The Washington State Board of Natural Resources has a vexing, yet exciting opportunity to establish policies for the management of our state's forest trust lands in the 21st Century. Guided by environmentally and economically sustainable forestry policies, the state's forest trust lands can meet the needs of society today and for future generations. Following release of the "Draft EIS for Alternatives for Sustainable Forest Management of State Trust Lands in Western Washington" in mid-November, citizens had an opportunity to comment through the public review process. The Board must now choose one of six proposed alternatives, or develop a variation for final approval.
The six Draft EIS alternatives follow a land use zoning approach originally defined to implement the 1997 Habitat Conservation Plan (HCP) while simultaneously satisfying state forest practice regulations. Zones are designated for streamside areas, upland areas, unstable slope areas and old growth habitat areas where special forestry treatments such as regeneration harvests, thinning and levels of habitat protection are prescribed. The Board has chosen to continue this zoned approach to stay within the bounds of the HCP, although it is highly likely that a less constrained unzoned approach would lead to better future ecological conditions and economic performance.
The vexation enters because various constituents feel that their particular interests are best served by a single alternative, whereas the Board views each alternative as having promising endpoints, but perhaps not offering an optimal balance of environmental and economic values. The Board recognizes that, unlike federal or private forests, Washington state forests are trust assets - to be perpetually managed for the benefit of designated beneficiaries, such as schools and universities. So long as all applicable federal and state laws are satisfied, case law holds that fiduciary responsibilities are paramount no matter how laudatory other state goals may be. We must fashion an alternative that satisfies this complex set of needs.

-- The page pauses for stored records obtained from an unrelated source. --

Issue #766, opened 2026-05-25
Test


kriszyp:
test

kriszyp:
Test issue created in error; cleaning up.

Issue #1123, opened 2026-06-03
Caching table: 304 revalidation mutates the frozen cached record


heskew:
# Caching table: 304 revalidation mutates the frozen cached record

## Summary

On a caching table (`sourcedFrom(...)`), when the source returns a **304 / not‑modified** revalidation, `getFromSource` aliases the working record to the existing **frozen** cached record (`resources/Table.ts:4296`, `updatedRecord = existingRecord`) and then re-enters the normal store/mutation path. Because loaded records are frozen by default, the subsequent in‑place mutations throw `TypeError` ("Cannot assign to read only property …" / "object is not extensible").

This is **pre-existing and not @embed-specific** — it reproduces on a plain caching table with no `@embed`. It surfaced while testing the `@embed` PR (#747, issue #632), but the `@embed` write-time hook is only one of several mutation sites on this path.

## Mechanism

- Loaded record values are frozen **unconditionally** (`resources/Table.ts:3887`, `Object.freeze(entry?.value)`). This became unconditional in `745174b5` ("freeze records by default", 2026-02-06) — previously gated on `context?._freezeRecords`. So this has been latent on `main` since well before #747.
- The `get` path (`Table.ts:596`) loads via `loadLocalRecord`, which freezes `entry.value`; that frozen value flows into `getFromSource` as `existingRecord`.
- On 304 (`Table.ts:4294`), `updatedRecord = existingRecord` aliases the frozen object, then control falls through to the same normalization + commit path used for a fresh fill, which mutates `updatedRecord` in place.

## Severity is split — most realistic cases are a *logged background failure*, not a request crash

The crash site determines whether the GET hard-fails or the failure is swallowed, because of where `resolved = true` (`Table.ts:4338`) sits relative to the mutation:

- The caller's promise resolves at `Table.ts:4358` (`resolve(resolvedEntry)`), with `resolved` set true at `:4338`.
- The only `reject(error)` path is inside the `try`/`catch` that **ends before** `resolved=true` (`catch` at `:4359`).
- Mutations in the commit closure and embed hook run **after** the caller already resolved. Their throws route through `transaction()`'s rejection → the `when(...)` error handler at `:4528`, which does `if (resolved) logger.error?.('Error committing cache update', error)` — **logged, not propagated to the caller.**

### Mutation-site inventory (the 304 path)

| Site | Line | Fires when | Severity |
|---|---|---|---|
[...]

Issue #414, opened 2026-04-28
Re-enable LMDB caching tests


kriszyp:
They are currently crashing with a segmentation fault. I am not unable to reproduce outside of CI.

kriszyp:
Three concrete reproductions from the week of 2026-09-08, in case they help turn this from "cannot reproduce outside CI" into something with a thread to pull. All three were re-fetched on 2026-09-16 and the logs were still retrievable.

| job | branch @ commit | Node | signature |
|---|---|---|---|
| `104087005044` | `fix/integration-flake-triage` @ `21ad982d5` | 22 | `Segmentation fault (core dumped)`, exit 139, no mocha failing block |
| `104198556436` | `deps/s3-optional-peer` @ `1f524205f` | 24 | identical signature |
| `104232294559` | `deps/s3-optional-peer` @ `dbea34171` | 22 | `The action 'Unit tests: lmdb' has timed out after 4 minutes` — a hang, not a crash |

Both segfaults land in a 9–20 second gap right *after* the last test completes, which points at env-close / final-commit rather than any individual test body. No core dump or backtrace was captured, so that is a plausible location, not a proven one.

If it is the teardown path, the freelist/commit family in #685 and #686 is the obvious suspect — `mdb_page_alloc` reaching `MDB_NOTFOUND` via the fork-local `me_freelist_start` cache, and `rejectCommit`'s unhandled rejection. I want to be clear that I have not established that link; it is a hypothesis worth one targeted run with a core dump enabled, not a conclusion.

Two constraints on any archaeology here, worth writing down because they are not obvious:

- `Unit tests: lmdb` only became a distinct step on 2026-09-14 (#2588, `a17a3eeaa7`, which split `unit-test.yml` one step per suite). Any sweep that filters on that step name is structurally blind before that date.
- This is **not** the same failure as #1380, which is a v24-only SIGSEGV in the schema-change / index-rebuild step and self-describes as distinct.

Severity framing: LMDB is deprecated and RocksDB is the supported engine, so this is CI-maintenance cost rather than product risk — which is probably the right reason to keep it at whatever tier it has rather than escalating it.

Surfaced by finding-triage from a main-red investigation.

PR #2065, opened 2026-08-04
Fix sourcedFrom cache-fill conflict convergence

kriszyp:
> [!NOTE]
> The [rocksdb-js#766](https://github.com/HarperFast/rocksdb-js/pull/766) gate is now closed: `@harperfast/rocksdb-js` 2.8.0 is released and the floor + lockfile are raised to it, so the `VERSION_NOT_UNIQUE_FLAG` contract test runs instead of skipping.

## Problem

Two nodes can independently resolve the same missing `sourcedFrom` key. The old commit path compared against the entry captured before the source fetch, so a write that landed during the fetch was not resolved against the actual record being replaced. The first version of this PR fixed convergence by minting an incremented cache-record timestamp, but that conflated three different things:

- the source's authoritative `lastModified` version;
- the local token used to order competing first fills;
- the timestamp of the transaction in which `source.get()` runs.

In particular, installing a fetch-start token on `sourceContext.timestamp` backdated any write the source performed during resolution.

## Change

1. Reserve a monotonic ordering token before the fetch. An inherited request/transaction timestamp is used when present; otherwise the storage engine supplies one.
2. Do **not** install that token on `sourceContext.timestamp`. The source-resolution transaction, including source-side writes, retains its normal transaction timestamp — [asserted end-to-end now](https://github.com/HarperFast/harper/pull/2065/changes?w=1#diff-3e4675948d111966e41fc20a24a583b464f51390e2ca2fc4420e97959164200cR797), not just by checking that the field is unset.
3. After the source responds, a valid `sourceContext.lastModified` is the cache record's candidate version, [capped at `max(reserved token, Date.now())`](https://github.com/HarperFast/harper/pull/2065/changes?w=1#diff-4ff51263bd99981165fc179149c3195ea0c0ca3e2f360bafee2a6bb356964377R5864). A record's version doubles as this node's ordering token (`precedesExistingVersion()` compares a write's transaction timestamp against it), so an uncapped future-dated source established a version floor that silently discarded **every** later local write to that row until wall-clock caught up. Capping is [warned once per table](https://github.com/HarperFast/harper/pull/2065/changes?w=1#diff-4ff51263bd99981165fc179149c3195ea0c0ca3e2f360bafee2a6bb356964377R394) and traced per occurrence.
4. Reload the current entry inside the commit transaction. Revalidations keep exact-CAS behavior; a source miss never deletes a raced record; a first fill replaces a raced record only when [its candidate version is strictly greater](https://github.com/HarperFast/harper/pull/2065/changes?w=1#diff-4ff51263bd99981165fc179149c3195ea0c0ca3e2f360bafee2a6bb356964377R6012). That comparison is deliberately not `precedesExistingVersion()`: that resolves a tie with the **executing** node's name, and a fill from a shared source has no node identity of its own, so two replicas could keep different values at the same version. A discarded fill is now [traced](https://github.com/HarperFast/harper/pull/2065/changes?w=1#diff-4ff51263bd99981165fc179149c3195ea0c0ca3e2f360bafee2a6bb356964377R6019) instead of vanishing silently.
5. On RocksDB, if the source candidate cannot advance the current record version, store at the current version and set `VERSION_NOT_UNIQUE_FLAG` rather than fabricating an epsilon timestamp. #766 makes that safe by refusing to publish or confirm the reused version through the VerificationTable.

The producer flag is wired centrally in `recordUpdater`, so it also covers the ordinary resequenced partial-write case that motivated #766. LMDB continues to store the source candidate directly (below the local-time cap) because it retains separate source-version and local-time semantics.

The [`VERSION_NOT_UNIQUE_FLAG` regression](https://github.com/HarperFast/harper/pull/2065/changes?w=1#diff-e074583cf8528e1c18406545c4fb05e500524e1ab4f74b7a9b0b5413c43aa8daR137) now skips only while the installed rocksdb-js lacks the export, and asserts the two sides agree once it is present — a value drift fails instead of silently deleting the only test guarding the behavior.

## For the human reviewer

- **Open: an equal-version tie is still order-dependent when the fill commits first.** The guard above makes a fill lose a tie against a record that raced it. The mirror case is not covered: if this node's fill commits at version V and a peer write W@V arrives afterwards, the ordinary write path tie-breaks W against the fill's record, which carries *this* node's identity — so a replica that saw W first keeps W while a replica that filled first may keep its fill. Closing it needs a persisted, replica-independent identity (or ordering class) for source fills, which is a record-encoding and replication change beyond this PR. Practically the reachable tie is a second replica's fill of the same key from the same source, which is content-identical; a *divergent* tie needs a third-party write at exactly the source's reported `lastModified`. Flagged by both the pre-push Codex leg and Barber AI; I did not want to invent a new persisted identity under review feedback.
- **Open: the source's `UNCACHEABLE_TIMESTAMP` sentinel no longer survives a fill.** `resources/Table.ts:3369` sets `context.lastModified = Infinity` when a source resource's `get()` runs a dynamic `search()`. On `main` that `Infinity` became the resolved entry's version and suppressed the ETag/`Last-Modified` at the `isFinite` guards in `server/REST.ts:285-317`; here it fails the new `Number.isFinite` validation and is replaced by the finite fill timestamp, so the response carries a validator for content the source declared uncacheable (and a later `If-None-Match` can get a 304). It also flips `hasChanges` for that case, since `Infinity > existingVersion` no longer holds. Preserving the sentinel on the *returned* entry while keeping the *stored* version finite is a few lines, but it is a deliberate semantic call on top of the version model this PR introduces, so it is flagged rather than changed under review. Surfaced by the Harper domain leg of the pre-push review.
- **Open: the reserved ordering token skips the validation the source-reported version now gets.** `inheritedTimestamp` (`Table.get(id, { timestamp })`, or a peer transaction's timestamp) becomes `versionCeiling = Math.max(sourceTimestamp, Date.now())` unvalidated, so a caller-supplied future or non-millisecond timestamp reinstates exactly the frozen-row failure the cap exists to prevent, and a nanosecond-epoch value makes the trace log's `new Date(recordVersion).toISOString()` throw inside the commit callback. Same domain leg; worth deciding whether callers are trusted here.
- **Open: on LMDB a fill can now regress a record's version.** The `Math.max(sourceVersion, existingVersion)` clamp is `isRocksDB`-gated by design, so a revalidation whose candidate predates the cached record writes it at a lower version; a peer holding the pre-invalidation version then compares as strictly newer and anti-entropy can overwrite the fresh source data. That is the engine split `DESIGN.md` commits to, and the suite skips under LMDB (harper#414), so it is the untested half.
- **A same-version revalidation replacement writes no audit entry.** `hasChanges` is false when the source returns content but reports a `lastModified` at or below the existing version. That is the pre-existing cache-fill contract (fills are node-local; making every 200-response revalidation audit would add an audit entry per revalidation for any source that reports no `lastModified`), and on RocksDB the same-version write now carries `VERSION_NOT_UNIQUE_FLAG`, so the version is not vouchable. Worth a second opinion if you disagree that fills are node-local.
- **The version cap replaces a previously-stated tradeoff.** An earlier revision of this description listed "a badly future-dated source can establish a high version floor" as deliberate. It was demonstrably losing subsequent local writes, so it is now capped; the source value is still honored for anything at or below local time.
- **No LMDB coverage.** `caching.test.js` returns early under `HARPER_STORAGE_ENGINE=lmdb` (harper#414), so all the conflict tests are RocksDB-only. Re-enabling the suite there is its own task.

## Verification

- `npm run build`, `npm run format:check`, `npm run lint:required` — clean
- `unitTests/resources/caching.test.js` + `caching-rocks-database.test.js`: 43 passing, 1 pending (the #766-gated VT regression)
- `npm run test:unit:resources`: 1,753 passing, 22 pending, 8 failing locally — the same 8 fail with the msgpackr pin at both 2.0.5 and 2.0.6, so they are independent of this branch's dependency change; CI's `test:unit:all` is green on the same commits
- Fails-on-base check by mutation, rebuilding `dist/` each time: removing the version cap fails [`caps a source-reported version ahead of local time…`](https://github.com/HarperFast/harper/pull/2065/changes?w=1#diff-3e4675948d111966e41fc20a24a583b464f51390e2ca2fc4420e97959164200cR700); restoring `precedesExistingVersion()` in the fill guard fails [`keeps a raced record when a first fill ties its version`](https://github.com/HarperFast/harper/pull/2065/changes?w=1#diff-3e4675948d111966e41fc20a24a583b464f51390e2ca2fc4420e97959164200cR723); installing the token on `sourceContext.timestamp` fails [`does not backdate a write the source performs while resolving`](https://github.com/HarperFast/harper/pull/2065/changes?w=1#diff-3e4675948d111966e41fc20a24a583b464f51390e2ca2fc4420e97959164200cR797)
- New [order-independence test](https://github.com/HarperFast/harper/pull/2065/changes?w=1#diff-3e4675948d111966e41fc20a24a583b464f51390e2ca2fc4420e97959164200cR748) applies the same (fill version, write version) pair in both orderings across both version relations and asserts an identical final `(version, value)`
- End-to-end route: **not observable end-to-end** from a single node — the remaining property is multi-replica convergence, which needs a cluster harness; the unit tests drive the deterministic interleavings a single node can produce
- CI fix in this round: the smoke job's `build-tools/check-shrinkwrap-pins.mjs` failed with `the root msgpackr pin 2.0.5 does not match rocksdb-js 2.0.6` — raising rocksdb-js to 2.8.0 moved its `msgpackr` dependency and left the root pin behind, so npm installed a nested copy and broke the single-module-instance invariant. The [root pin is now 2.0.6](https://github.com/HarperFast/harper/pull/2065/changes?w=1#diff-7ae45ad102eab3b6d7e7896acd08c427a9b25b346470d7bc6507b6481575d519R226) and the lockfile's nested `@harperfast/rocksdb-js/node_modules/msgpackr` entry is gone; `unitTests/build-tools/checkShrinkwrapPins.test.mjs` passes 15/15.
- The `Integration Tests 2/6 (Windows, Node.js v24)` failure is not from this branch: `describe-metadata-upgrade.test.ts` "install component and capture first describe_all" fails identically on `main` (runs 32905597531, 32902038519) with a 120s ECONNREFUSED on the `restart_service` readiness probe — harper#549.
- Independent pre-push review: rounds 1–2 Codex (graded) — 3 findings, 1 fixed, 2 open above. Round 3 (full, after the pin change): Codex + Gemini + Cursor Grok + Harper domain — adjudicated severity **minor**, no blockers; the two Codex majors were downgraded (both pre-existing orderings unchanged by this diff), four Gemini majors dropped in adjudication, and the three domain minors are listed above as open items.

Refs [HarperFast/harper-pro#645](https://github.com/HarperFast/harper-pro/pull/645)

<sub>Review-Coverage: authored=claude; ran=gemini,cursor-grok,codex; adjudicated=domain; declined=cursor-composer; rounds=3 @ d15f89389654</sub>

<sub>Human-Review-Need: 4 (decisions: fill-ordering-token, tie-goes-to-raced-record, rocks-clamp-and-flag, flag-scope-all-resequenced-writes, lmdb-keeps-source-version) @ d15f89389654</sub>

### DIFF
--- a/resources/RecordEncoder.ts
+++ b/resources/RecordEncoder.ts
@@ -804,7 +804,7 @@ export function recordUpdater(store, tableId, auditStore) {
 					: TIMESTAMP_ASSIGN_NEW | 0x4000 // or just assign a new one
 				: NO_TIMESTAMP;
 		const expiresAt = options?.expiresAt;
-		if (expiresAt >= 0) assignMetadata = Math.max(assignMetadata, 0) | HAS_EXPIRATION;
+		if (expiresAt >= 0) assignMetadata |= HAS_EXPIRATION;
 		if (isRocksDB && record !== undefined && existingEntry?.version != null && newVersion <= existingEntry.version) {
 			assignMetadata = Math.max(assignMetadata, 0) | VERSION_NOT_UNIQUE_FLAG;
 		}
--- a/resources/RecordEncoder.ts
+++ b/resources/RecordEncoder.ts
@@ -122,6 +122,8 @@ export const HAS_NODE_ID = 64;
 export const PENDING_LOCAL_TIME = 1;
 export const HAS_STRUCTURE_UPDATE = 0x100;
 export const HAS_ADDITIONAL_AUDIT_REFS = 0x80;
+// Cross-package record-header contract with rocksdb-js VERSION_NOT_UNIQUE_FLAG.
+export const VERSION_NOT_UNIQUE_FLAG = 0x10000;
 
 const TRACKED_WRITE_TYPES = new Set(['put', 'patch', 'delete', 'message', 'publish']);
 // For now we use this as the private property mechanism for mapping records to entries.
@@ -806,6 +808,9 @@ export function recordUpdater(store, tableId, auditStore) {
 		if (expiresAt >= 0) assignMetadata |= HAS_EXPIRATION;
 		metadataInNextEncoding = assignMetadata;
 		expiresAtNextEncoding = expiresAt;
+		if (isRocksDB && record !== undefined && existingEntry?.version != null && newVersion <= existingEntry.version) {
+			metadataInNextEncoding = Math.max(metadataInNextEncoding, 0) | VERSION_NOT_UNIQUE_FLAG;
+		}
 		const putOptions: {
 			version: number;
 			instructedWrite?: boolean;
--- a/resources/RecordEncoder.ts
+++ b/resources/RecordEncoder.ts
@@ -122,7 +122,6 @@ export const HAS_NODE_ID = 64;
 export const PENDING_LOCAL_TIME = 1;
 export const HAS_STRUCTURE_UPDATE = 0x100;
 export const HAS_ADDITIONAL_AUDIT_REFS = 0x80;
-// Cross-package record-header contract with rocksdb-js VERSION_NOT_UNIQUE_FLAG.
 export const VERSION_NOT_UNIQUE_FLAG = 0x10000;
 
 const TRACKED_WRITE_TYPES = new Set(['put', 'patch', 'delete', 'message', 'publish']);
@@ -805,12 +804,12 @@ export function recordUpdater(store, tableId, auditStore) {
 					: TIMESTAMP_ASSIGN_NEW | 0x4000 // or just assign a new one
 				: NO_TIMESTAMP;
 		const expiresAt = options?.expiresAt;
-		if (expiresAt >= 0) assignMetadata |= HAS_EXPIRATION;
+		if (expiresAt >= 0) assignMetadata = Math.max(assignMetadata, 0) | HAS_EXPIRATION;
+		if (isRocksDB && record !== undefined && existingEntry?.version != null && newVersion <= existingEntry.version) {
+			assignMetadata = Math.max(assignMetadata, 0) | VERSION_NOT_UNIQUE_FLAG;
+		}
 		metadataInNextEncoding = assignMetadata;
 		expiresAtNextEncoding = expiresAt;
-		if (isRocksDB && record !== undefined && existingEntry?.version != null && newVersion <= existingEntry.version) {
-			metadataInNextEncoding = Math.max(metadataInNextEncoding, 0) | VERSION_NOT_UNIQUE_FLAG;
-		}
 		const putOptions: {
 			version: number;
 			instructedWrite?: boolean;
--- a/resources/Table.ts
+++ b/resources/Table.ts
@@ -6206,12 +6206,17 @@ export function makeTable(options) {
 					nodeName: 'source',
 					commit: (txnTime, existingEntry, _retry, transaction: any) => {
 						sourceWrite.skipped = false; // reset on each retry; cleanup happens after commit if still true
-						if (existingEntry?.version !== existingVersion) {
-							// don't do anything if the version has changed
+						if (
+							existingEntry?.version !== existingVersion &&
+							(existingVersion != null || precedesExistingVersion(txnTime, existingEntry) <= 0)
+						) {
+							// Revalidations retain exact-CAS semantics. Competing fills of a missing key use the
+							// table's deterministic ordering, so every node keeps the same winner.
 							sourceWrite.skipped = true;
 							return;
 						}
-						updateIndices(id, existingRecord, updatedRecord, transaction && { transaction });
+						const currentRecord = existingEntry?.value;
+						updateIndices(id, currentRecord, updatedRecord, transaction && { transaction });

Our state forest trust assets are valued at over $3 billion. The Board must adopt policies to actively manage these lands, minimizing long-term risks and using the most current scientific principles of resource management. We want to explore new ways to capture forest benefits for trust beneficiaries and ensure flexibility to adapt to changing future circumstances. For example, mitigation of the effects of global climate change through carbon sequestration in carefully managed forests might produce new sources of revenue for trust beneficiaries.
We need to establish policies that help resource managers adapt to new information to ensure that both environmental values and asset values of the trusts are being constantly examined and protected. Returns on investment must be clearly predicted from each alternative, so that the public sees the potential value to schools, universities and county governments from its investment. Each year, the managers should monitor and report both on how well fiduciary responsibilities and environmental values are protected.
Resource professionals don't always get it right - witness the unforeseen effects of 100 years of fire protection policies on forest health (eastside) and biodiversity (westside). Locking into a rigid management system or adopting shortsighted policies that do not recognize the uncertainties inherent in managing complex natural resource systems is short sighted and foolish. The Board must enact policies that allow flexibility for future professional managers to assimilate new scientific discoveries and societal demands. For example, areas of exceptional scientific or social value such as unique areas of natural old growth habitat or lands of other biological or cultural significance can be set aside - as long as the trusts are properly compensated.
The challenge is to focus on the future by implementing the best management alternatives for the forest environment while keeping the investment interests of the trusts as our legal beacon. As any investment manager knows, when all is said and done, our legal duty is to the person who places his or her investments in our care. The Draft EIS needs to better demonstrate how investments will grow and prosper so that future generations enjoy the benefits they deserve.